Some historians have cited the films as important factors in the outcome. I guess the thing people remember about the 1948 campaign, whether they were alive at the time or have only read about it in their history books, is the "whistle stop" train tour that Truman took, speaking to enthusiastic crowds and promising each audience that he would win the election. Maybe he truly believed that — but, if he did, he appears to have been the only one. From all accounts I have read, no one in his staff — not even his wife — believed he could overtake Dewey. When he did, he took great pleasure in flashing the infamously premature "Dewey Defeats Truman" headline that ran in the Chicago Daily Tribune the next day — and reciting the tale of hearing NBC radio commentator H. V. Kaltenborn confidently tell listeners, even late into the night on Election Day, that, although Truman did have the lead, there was no way it could hold up when the later returns came in.

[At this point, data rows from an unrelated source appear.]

PR #3535, opened 2023-06-29
Adding original values to timeline details for incidents and cases

whitdog47:


src/dispatch/case/service.py
```diff
@@ -169,6 +169,14 @@ def create(*, db_session, case_in: CaseCreate, current_user: DispatchUser = None
         db_session=db_session,
         source="Dispatch Core App",
         description="Case created",
+        details={
+            "title": case.title,
+            "description": case.description,
+            "type": case.case_type.name,
+            "severity": case.case_severity.name,
+            "priority": case.case_priority.name,
+            "visibility": str(case.visibility),
```
mvilanova, line 178: Hmm you shouldn't need to cast it to `str`, it should already be a string.

src/dispatch/incident/service.py
```diff
@@ -197,6 +197,14 @@ def create(*, db_session, incident_in: IncidentCreate) -> Incident:
         db_session=db_session,
         source="Dispatch Core App",
         description="Incident created",
+        details={
```
mvilanova, line 200: Both incidents and cases can be created with specific statuses via the Web UI. I wonder if should also capture the original status when the incident or case was created with.

mvilanova (approved):
LGTM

There is no doubt that Truman had some good fortune during that campaign. His foreign policy was popular with the voters, and the country was emerging from a recession that saw inflation go up significantly and GDP tumble just as precariously in 1946 and 1947.

It also helped that Thurmond and Wallace did not receive as many votes as expected.

Perhaps as a side effect, Democrats recaptured both chambers of Congress.

As the saying goes, sometimes it is better to be lucky than good. Truman was lucky in 1948 — lucky that he didn't have to face the voters in 1946.

It remains to be seen whether 2012 will be lucky for Obama.